A novel feature of geometry data in sf objects is that they have native support for units. This means that distance, area and other geometric calculations in sf return values that come with a units attribute, defined by the units package (Pebesma, Mailund, and Hiebert 2016). This is advantageous, preventing confusion caused by different units (most CRSs use meters, some use feet) and providing information on dimensionality. This is demonstrated in the code chunk below, which calculates the area of Luxembourg:

luxembourg = world[world$name_long == "Luxembourg", ]
st_area(luxembourg) # requires the s2 package in recent versions of sf
#> 2.41e+09 [m^2]

The output is in units of square meters (m2), showing that the result represents two-dimensional space. This information, stored as an attribute (which interested readers can discover with attributes(st_area(luxembourg))), can feed into subsequent calculations that use units, such as population density (which is measured in people per unit area, typically per km2). Reporting units prevents confusion. To take the Luxembourg example, if the units remained unspecified, one could incorrectly assume that the units were in hectares. To translate the huge number into a more digestible size, it is tempting to divide the results by a million (the number of square meters in a square kilometer):

st_area(luxembourg) / 1000000
#> 2409 [m^2]

However, the result is incorrectly given again as square meters. The solution is to set the correct units with the units package:

units::set_units(st_area(luxembourg), km^2)
#> 2409 [km^2]

Units are of equal importance in the case of raster data. However, so far sf is the only spatial package that supports units, meaning that people working on raster data should approach changes in the units of analysis (for example, converting pixel widths from imperial to decimal units) with care. The my_rast object (see above) uses a WGS84 projection with decimal degrees as units. Consequently, its resolution is also given in decimal degrees, but you have to know it, since the res() function simply returns a numeric vector.

res(my_rast)
#> [1] 0.000833 0.000833

If we used the Universal Transverse Mercator (UTM) projection, the units would change.

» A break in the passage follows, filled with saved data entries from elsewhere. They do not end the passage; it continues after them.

PR #1908, opened 2026-06-15
fix jsx-local-namespace type issue

xtan-atlas:
### What is this change?

Fix `LibraryManagedAttributes` to restore React 18 compatibility and `defaultProps` stripping.

1. `key` no longer accepted `null`, contradicting `React.Attributes` which defines `key?: Key | null | undefined`. This caused `TS2322` errors in React 18 codebases when passing a nullable key (e.g. `key={item?.id ?? null}`).

2. Using `P` directly instead of `React.JSX.LibraryManagedAttributes<C, P>` broke `defaultProps` stripping for class components — props covered by `defaultProps` were no longer treated as optional at the call site (`TS2740`).

The fix delegates to `React.JSX.LibraryManagedAttributes<C, P>` (which correctly strips `defaultProps`) and explicitly restores `key?: React.Key | null` to align with `React.Attributes`. This avoids the circular reference issue since `React.JSX.LibraryManagedAttributes` does not route through the global `JSX` namespace.

Also fixes the `typecheck:react18` test which used `toMatchTypeOf` (which does not catch type narrowing regressions) — replaced with `toEqualTypeOf` on `Managed['key']`.

Verified typecheck tests via:
* `yarn workspace @compiled/react typecheck:react18`
* `yarn workspace @compiled/react typecheck:react19`

The regression in type `LibraryManagedAttributes` would cause type errors when consumers bump to ^0.21.1

Give the full context for your change here.

(Optional.)

---

### PR checklist

Don't delete me!

I have...

- [/] Updated or added applicable tests
- [/] Updated the documentation in `website/`

### DIFF
--- a/.changeset/fix-library-managed-attributes-react18.md
+++ b/.changeset/fix-library-managed-attributes-react18.md
@@ -1,0 +1,15 @@
+---
+'@compiled/react': patch
+---
+
+Fix `LibraryManagedAttributes` to restore React 18 compatibility and `defaultProps` stripping.
+
+Commit `9a805f7` introduced two regressions:
+
+1. `key` no longer accepted `null`, contradicting `React.Attributes` which defines `key?: Key | null | undefined`. This caused `TS2322` errors in React 18 codebases when passing a nullable key (e.g. `key={item?.id ?? null}`).
+
+2. Using `P` directly instead of `React.JSX.LibraryManagedAttributes<C, P>` broke `defaultProps` stripping for class components — props covered by `defaultProps` were no longer treated as optional at the call site (`TS2740`).
+
+The fix delegates to `React.JSX.LibraryManagedAttributes<C, P>` (which correctly strips `defaultProps`) and explicitly restores `key?: React.Key | null` to align with `React.Attributes`. This avoids the circular reference issue since `React.JSX.LibraryManagedAttributes` does not route through the global `JSX` namespace.
+
+Also fixes the `typecheck:react18` test which used `toMatchTypeOf` (which does not catch type narrowing regressions) — replaced with `toEqualTypeOf` on `Managed['key']`.
--- a/.changeset/fix-library-managed-attributes-react18.md
+++ b/.changeset/fix-library-managed-attributes-react18.md
@@ -4,8 +4,6 @@
 
 Fix `LibraryManagedAttributes` to restore React 18 compatibility and `defaultProps` stripping.
 
-Commit `9a805f7` introduced two regressions:
-
 1. `key` no longer accepted `null`, contradicting `React.Attributes` which defines `key?: Key | null | undefined`. This caused `TS2322` errors in React 18 codebases when passing a nullable key (e.g. `key={item?.id ?? null}`).
 
 2. Using `P` directly instead of `React.JSX.LibraryManagedAttributes<C, P>` broke `defaultProps` stripping for class components — props covered by `defaultProps` were no longer treated as optional at the call site (`TS2740`).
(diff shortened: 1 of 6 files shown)


packages/react/src/jsx/jsx-local-namespace.ts
```diff
@@ -83,7 +83,8 @@ export namespace CompiledJSX {
   // intersecting P with { key?: React.Key } directly. With a correct ElementAttributesProperty,
   // TypeScript pre-extracts the props type from class instances before passing P here.
   // eslint-disable-next-line @typescript-eslint/no-unused-vars
-  export type LibraryManagedAttributes<_C, P> = WithConditionalCSSProp<P> & P & { key?: React.Key };
+  export type LibraryManagedAttributes<C, P> = WithConditionalCSSProp<P> &
+    React.JSX.LibraryManagedAttributes<C, P> & { key?: React.Key | null };
```
kylorhall-atlassian, line 87: cc: @flipatlas can you review or test?

We'd changed in https://github.com/atlassian-labs/compiled/pull/1886 and this change is unclear to me without exploring the API.

.changeset/fix-library-managed-attributes-react18.md
```diff
@@ -0,0 +1,13 @@
+---
+'@compiled/react': patch
+---
+
+Fix `LibraryManagedAttributes` to restore React 18 compatibility and `defaultProps` stripping.
```
kylorhall-atlassian, line 5: @xtan-atlas could we add a test for these, eg. `defaultProps`?

packages/react/src/jsx/__tests__/jsx-local-namespace-types.test.tsx
```diff
@@ -189,3 +189,39 @@ it('correctly infers types for generic child components', () => {
   expectTypeOf<Managed>().toMatchTypeOf<{ items: { id: string }[] }>();
   expectTypeOf<Managed>().toMatchTypeOf<{ css?: unknown }>();
 });
+
+it('class components with defaultProps — props covered by defaultProps should be optional at call site', () => {
```
xtan-atlas, line 193: @kylorhall-atlassian added a test for defaultProps problem

packages/react/src/jsx/__tests__/jsx-local-namespace-types.test.tsx
```diff
@@ -17,7 +17,7 @@ it('always includes an optional key prop', () => {
   type Props = { id: string };
   type Managed = ManagedProps<React.FC<Props>, Props>;
 
-  expectTypeOf<Managed>().toMatchTypeOf<{ key?: React.Key }>();
+  expectTypeOf<Managed['key']>().toEqualTypeOf<React.Key | null | undefined>();
```
xtan-atlas, line 20: This test covers the null type problem, as React 18 allows nullable key.

Image

.changeset/fix-library-managed-attributes-react18.md
xtan-atlas: added one :)

xtan-atlas:
Pushed commits to fix some issues when I run the typecheck tests. 
Verified it works for both React 18 and React 19.

Screenshot 2026-06-15 at 12 15 45 pm

If revert the changes in packages/react/src/jsx/jsx-local-namespace.ts, then we would fail the updated tests for React18 and React19. 
Screenshot 2026-06-15 at 12 20 51 pm
Screenshot 2026-06-15 at 12 20 43 pm

packages/react/src/jsx/jsx-local-namespace.ts
kylorhall-atlassian: I think the existing + added test coverage should be sufficient.

kylorhall-atlassian (approved):
Yeah, this seems fine, hopefully we have enough coverage from the last fixup!

PR #1912, opened 2026-06-18
fix stylesheet ordering issue

xtan-atlas:
## What is this change?

Five related fixes across the `@compiled/*` toolchain to make extracted CSS output deterministic across builds and correctly preserve `cssMapScoped` (non-atomic) source order. Affected packages: `@compiled/babel-plugin-strip-runtime`, `@compiled/parcel-optimizer`, `@compiled/vite-plugin`, `@compiled/webpack-loader`, and `@compiled/react`.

repr = project(my_rast, "EPSG:26912")
res(repr)
#> [1] 83.5 83.5

Again, the res() command gives back a numeric vector without any unit, forcing us to know that the unit of the UTM projection is meters.

2.6 Exercises

E1. Use summary() on the geometry column of the world data object that is included in the spData package. What does the output tell us about:

  • Its geometry type?
  • The number of countries?
  • Its coordinate reference system (CRS)?

E2. Run the code that ‘generated’ the map of the world in Section 2.2.3 (Basic map-making). Find two similarities and two differences between the image on your computer and that in the book.

  • What does the cex argument do (see ?plot)?
  • Why was cex set to the sqrt(world$pop) / 10000?
  • Bonus: experiment with different ways to visualize the global population.

E3. Use plot() to create maps of Nigeria in context (see Section 2.2.3).

  • Adjust the lwd, col and expandBB arguments of plot().
  • Challenge: read the documentation of text() and annotate the map.

E4. Create an empty SpatRaster object called my_raster with 10 columns and 10 rows. Assign random values between 0 and 10 to the new raster and plot it.

E5. Read-in the raster/nlcd.tif file from the spDataLarge package. What kind of information can you get about the properties of this file?

E6. Check the CRS of the raster/nlcd.tif file from the spDataLarge package. What kind of information you can learn from it?